4. Drummers Drumming






5. Fireworks






As it turns out, whilst in Wisconsin I was reading So It Goes, a biography of Kurt Vonnegut by Charles L. Shields.  And a not particularly flattering one at that. I read about Vonnegut's struggles to write "Slaughterhouse- 5 or the Children's Crusade."  

In what was his first best-selling novel, Vonnegut inserts himself into the narration of the story....here is a portion of his introduction.

I would hate to tell you what this lousy little book cost me in money and anxiety and time. When I got home from the Second World War twenty-three years ago, I thought it would be easy for me to write about the destruction of Dresden, since all I would have to do would be to report what I had seen. And I thought, too, that it would be a masterpiece or at least make me a lot of money, since the subject was so big.

But not many words about Dresden came from my mind then - not enough of them to make a book, anyway. And not many words come now, either, when I have become an old fart with his memories and his Pall Malls, with his sons full grown.

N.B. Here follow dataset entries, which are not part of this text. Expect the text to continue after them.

PR #2173, opened 2026-07-17
fix(native): OpenAPI 3.0 dialect downgrade and strict numeric default (#2156, #2157)

### LINKED ISSUE #2156: json.schema/schemas/application with "3.0" emit a 3.1 document with the version string rewritten: the Go port dropped the downgrader

### LINKED ISSUE #2157: llm.* with strict silently drops a numeric default: #2056 was fixed in @typia/utils and left in the Go emitter that typia.llm.* actually calls

samchon:
Campaign batch: two independent defects in `packages/typia/native/core/programmers/`, each where the Go port dropped a step its TypeScript predecessor performed. Two separate commits on one branch so each can be reverted alone.

## #2156 — `"3.0"` emitted a 3.1 document with the version string rewritten

`json.schema`/`json.schemas`/`json.application` under `"3.0"` built the emended 3.1 document and rewrote only its version string, so the output declared 3.0 while carrying `{"type":"null"}` union members (not the `nullable` flag), `const`, and `prefixItems` — none of which OpenAPI 3.0 defines. The TypeScript implementation called `@typia/utils`' `OpenApiConverter.downgrade*`; the Go port kept `writeV3_0`'s skeleton and dropped the downgrade. There was zero 3.0-dialect coverage to catch it.

**Decision — reimplement the downgrade in Go.** The Go transform cannot call into TypeScript, so `"3.0"` cannot be honoured by delegating to `@typia/utils`; dropping the option is a public-contract change the maintainer owns. `OpenApiV3Downgrader` (new, in the iterate package) is a faithful, deliberately literal port of `@typia/utils`' `OpenApiV3Downgrader`. That makes `@typia/utils` a **second owner** of one contract; they are kept aligned by `test_json_schemas_v3_0_parity_converter`, which runs both owners on the same emended input over the full construct set and fails whichever drifts.

Covers all three shared entry points (`schema`/`schemas`/`application`) with dialect-aware tests plus a colocated Go unit test. The `"3.1"` default path is unchanged.

## #2157 — `llm.*` with `strict` silently dropped a numeric `default`

`shift_numeric` did `delete(output, "default")` with no tag, while `shift_string` shifts it to `@default <value>`. PR #2062 fixed the `@typia/utils` copy and left the Go emitter that `typia.llm.*` calls. `"default"` now joins the numeric key list.

**Read-side counterpart (per the #2157 lead comment, verified against merged #2162):** even the string `@default` that was written leaked back as prose on inversion — `LlmDescriptionInverter` restored no `default` and `describe()` filtered none. Both readers now restore `default` and drop its tag, so the value round-trips symmetrically for numeric and string.

The durable finding is the blind fixture: `test_llm_schema_parity_converter_strict` now exercises the full numeric/string/array shift sets rather than a sample, and `test_llm_schema_invert_default_round_trip` pins the round trip. Severity is low — reachable only under `strict`. Also removes a provider-behaviour comment at the exclude-tag gate, reworded to typia's own mechanic per the campaign rule (relates to #2171).

## Release / scope

**No `packages/typia/package.json` version bump.** Native Go normally owes one, but the maintainer owns releases and this campaign defers version numbers to them. No `pnpm format`. No schema declarations touched — the runtime was the defect in both cases.

## Local verification

Campaign CI is suspended per the exact-SHA cancellation gate; verification is local. See PR comments for executed case counts and the fail-then-pass observation for both issues.

Closes #2156
Closes #2157

### DIFF
--- a/packages/typia/native/core/programmers/iterate/openapi_v3_downgrader.go
+++ b/packages/typia/native/core/programmers/iterate/openapi_v3_downgrader.go
@@ -1,0 +1,637 @@
+package iterate
+
+import (
+  "reflect"
+  "strings"
+
+  nativefactories "github.com/samchon/typia/packages/typia/native/core/factories"
+)
+
+// OpenApiV3Downgrader rewrites an emended (OpenAPI 3.1) schema collection into
+// the OpenAPI 3.0 dialect. `json.schema`, `json.schemas`, and `json.application`
+// all build their document through json_schema_station, which speaks 3.1 only:
+// it emits `const`, `prefixItems`, and a `{"type": "null"}` union member for a
+// nullable type. None of those exist in 3.0, which spells the same three things
+// as `enum`, `items` + `minItems`/`maxItems`, and the `nullable` flag.
+//
+// This is a port of `@typia/utils`' OpenApiV3Downgrader, which the TypeScript
+// implementation of JsonSchemasProgrammer called through
+// `OpenApiConverter.downgradeComponents` / `downgradeSchema` before the Go port
+// replaced it. The Go transform cannot call into TypeScript, so the two are
+// necessarily separate implementations of one contract; the port is kept
+// deliberately literal so the correspondence stays reviewable, and
+// `tests/test-typia-schema/src/features/json.schemas/test_json_schemas_v3_0_parity_converter.ts`
+// pins the two owners against each other on every emitted construct.
+//
+// Only the components-and-schemas surface is ported. The TypeScript owner also
+// downgrades paths, operations, and security schemes, none of which typia emits.
+type OpenApiV3Downgrader_IComponentsCollection struct {
+  // Original is the emended 3.1 collection, read to resolve `$ref` targets
+  // while deciding nullability. It is never mutated.
+  Original *OpenApi_IComponents
+  // Downgraded accumulates the 3.0 result, including the `X.Nullable`
+  // companion schemas that a nullable reference forces into existence.
+  Downgraded *OpenApi_IComponents
+}
+
+// OpenApiV3Downgrader_downgrade_components downgrades every schema of the
+// collection, preserving the discovery order recorded in Order. A schema is
+// downgraded before its own key is registered, so the `X.Nullable` companions
+// that its references create land ahead of it exactly as the TypeScript owner's
+// argument-evaluation order places them.
+func OpenApiV3Downgrader_downgrade_components(input *OpenApi_IComponents) *OpenApiV3Downgrader_IComponentsCollection {
+  collection := &OpenApiV3Downgrader_IComponentsCollection{
+    Original:   input,
+    Downgraded: &OpenApi_IComponents{},
+  }
+  if input == nil || input.Schemas == nil {
+    return collection
+  }
+  collection.Downgraded.Schemas = map[string]JsonSchema{}
+  for _, key := range input.Order {
+    value, ok := input.Schemas[key]
+    if ok == false {
+      continue
+    }
+    downgraded := OpenApiV3Downgrader_downgrade_schema(collection, value)
+    collection.Downgraded.emplaceSchemaKey(key)
+    collection.Downgraded.Schemas[key] = downgraded
+  }
+  return collection
+}
+
+// OpenApiV3Downgrader_downgrade_schema rewrites one emended schema into 3.0.
+//
+// The emended dialect expresses a union as `oneOf` and nullability as a
+// `{"type": "null"}` member of it. 3.0 has neither, so the schema is flattened
+// into a union of concrete members, the null member is dropped, and the
+// surviving members carry `nullable: true` instead. Constants collapse into the
+// `enum` of a member of the same primitive type.
+func OpenApiV3Downgrader_downgrade_schema(collection *OpenApiV3Downgrader_IComponentsCollection, input JsonSchema) JsonSchema {
+  nullable := openApiV3Downgrader_is_nullable(map[string]bool{}, collection.Original, input)
+  union := []JsonSchema{}
+
+  var discriminator any
+  if openApiV3Downgrader_is_one_of(input) {
+    if value, ok := input["discriminator"]; ok && openApiV3Downgrader_is_nil(value) == false {
+      discriminator = openApiV3Downgrader_clone_value(value)
+    }
+  }
+  // A nullable union cannot keep its discriminator: 3.0 requires every mapped
+  // branch to stay a distinct `oneOf` member, and the null member is gone.
+  preserveDiscriminator := discriminator != nil && nullable == false
+
+  var visit func(schema JsonSchema)
+  visit = func(schema JsonSchema) {
+    if openApiV3Downgrader_is_boolean(schema) {
+      union = append(union, JsonSchema{"type": "boolean"})
+    } else if openApiV3Downgrader_is_integer(schema) ||
+      openApiV3Downgrader_is_number(schema) ||
+      openApiV3Downgrader_is_string(schema) ||
+      openApiV3Downgrader_is_reference(schema) {
+      union = append(union, openApiV3Downgrader_omit_examples(schema))
+    } else if openApiV3Downgrader_is_array(schema) {
+      next := openApiV3Downgrader_omit_examples(schema)
+      next["items"] = OpenApiV3Downgrader_downgrade_schema(
+        collection,
+        openApiV3Downgrader_schema(schema["items"]),
+      )
+      union = append(union, next)
+    } else if openApiV3Downgrader_is_tuple(schema) {
+      union = append(union, openApiV3Downgrader_downgrade_tuple(collection, schema))
+    } else if openApiV3Downgrader_is_object(schema) {
+      union = append(union, openApiV3Downgrader_downgrade_object(collection, schema))
+    } else if openApiV3Downgrader_is_one_of(schema) {
+      tracked := openApiV3Downgrader_same(schema, input) && discriminator != nil
+      for _, branch := range openApiV3Downgrader_schema_array(schema["oneOf"]) {
+        previous := len(union)
+        visit(branch)
+        // A branch that did not contribute exactly one member (a constant,
+        // or a nested union) breaks the one-branch-per-mapping rule the
+        // discriminator depends on.
+        if tracked && len(union) != previous+1 {
+          preserveDiscriminator = false
+        }
+      }
+    }
+  }
+
+  insertConstant := func(value any) {
+    typeName := openApiV3Downgrader_typeof(value)
+    for _, member := range union {
+      if member["type"] == typeName {
+        enum, _ := member["enum"].([]any)
+        member["enum"] = append(enum, value)
+        return
+      }
+    }
+    union = append(union, JsonSchema{"type": typeName, "enum": []any{value}})
+  }
+  visitConstant := func(schema JsonSchema) {
+    if openApiV3Downgrader_is_constant(schema) {
+      insertConstant(schema["const"])
+    } else if openApiV3Downgrader_is_one_of(schema) {
+      for _, branch := range openApiV3Downgrader_schema_array(schema["oneOf"]) {
+        if openApiV3Downgrader_is_constant(branch) {
+          insertConstant(branch["const"])
+        }
+      }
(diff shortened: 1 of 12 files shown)


samchon:
## Local verification (campaign CI suspended per exact-SHA gate)

Final SHA `491aa12758`. Executed case counts, `GOMAXPROCS=4`, Go at `-p 2`:

| Suite | Result |
| --- | --- |
| test-typia-schema | 165 cases, all Success |
| test-utils | 300 cases, all Success (exercises the inverter change) |
| test-mcp | 20 cases, all Success |
| test-typia-automated (solo) | 3945 cases, all Success |
| Go native `../native/core/programmers/...` | ok (iterate, json, llm, notations, plain) |
| Go native `../native/...` | ok (full tree) |
| Go public `./...` | ok |

### Fail-then-pass (reconstructed through the real emit path)

Reverting the two Go source fixes + the read-side inverter to `master` and rebuilding the plugin made exactly six tests Error, and only those six — no collateral:

- `test_json_schemas_v3_0_dialect`, `test_json_schema_v3_0_dialect`, `test_json_application_v3_0_dialect`, `test_json_schemas_v3_0_parity_converter` (#2156)
- `test_llm_schema_parity_converter_strict`, `test_llm_schema_invert_default_round_trip` (#2157)

Restoring the fixes turned all six green.

### 3.0 downgrade — decision and owner alignment

Reimplemented the downgrade in Go (`OpenApiV3Downgrader`, iterate package), a faithful port of `@typia/utils`' `OpenApiV3Downgrader`. The Go transform cannot call into TypeScript, so the two are necessarily separate owners of one contract. They are kept aligned by `test_json_schemas_v3_0_parity_converter`, which runs both owners on the same emended input across the full construct set — nullable atomics and references, tuples, rest tuples, literal and mixed literal unions, recursion, dictionaries, and both a preserved and a dropped discriminator — and fails whichever drifts. All three shared entry points (`json.schema`/`schemas`/`application`) are covered by dialect tests.

### #2157 round-trip coordination with #2150 (merged as #2162)

#2162 rewrote `LlmDescriptionInverter` to gate reads on `strict` and to drop keys whose lookup found nothing, but it restored no `default` and filtered none — so a repaired numeric write-side default would still leak as prose on inversion, exactly as string already did. This change adds `default` restoration + `describe()` filtering to both the numeric and string readers, and `test_llm_schema_invert_default_round_trip` pins the write-then-invert round trip for both. `test_llm_invert_strict_constraints_restored` (test-utils) has no `default` tag and is unaffected.

### Self-Review

Solo Self-Review found and fixed, each re-verified:

1. `openApiV3Downgrader_typeof` classified a numeric literal `object`, mislabelling the numeric branch of a mixed literal union — a numeric literal arrives as the compiler's named `jsnum.Number` (`type Number float64`), which an explicit `case float64` does not match. Reclassified by reflected kind; a Go unit-test case locks it.
2. `test_llm_schema_spec_strict_number` had snapshotted the dropped `@default` — corrected to include `@default 3` (called out as a spec-locking test).
3. The `preserveDiscriminator` branch was untested — added a preserved and a dropped discriminator to the parity fixture.

Final complete round found nothing further.

### Notes

No `packages/typia/package.json` version bump — releases and version numbers belong to the maintainer. No `pnpm format` (deferred to Post-Campaign Cleanup); the two new Go files were hand-normalized to the repo's 2-space Go indentation to match their directory. No schema declarations touched — the runtime was the defect in both cases. The provider-behaviour comment at `LlmSchemaProgrammer.go:157` is removed, reworded to typia's own mechanic (relates to #2171).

I think of how useless the Dresden part of my memory has been, and yet how tempting Dresden has been to write about, and I am reminded of the famous limerick:

"There was a young man from Stamboul,

Who soliloquized thus to his tool:

"You took all my wealth

and you ruined my health,

and now you won't pee, you old fool."

And I'm reminded, too, of the song that goes:

My name is Yon Yonson,

I work in Wisconsin,

I work in a lumbermill there.

The people I meet when I walk down the street,

They say, "What's your name?"

And I say,
"My name is Yon Yonson,
I work in Wisconsin..."

And so on to infinity.

5 comments:

  1. I like how you ease us into the Vonnegut, as a travel companion. Doesn't make sense of everything but you don't feel alone.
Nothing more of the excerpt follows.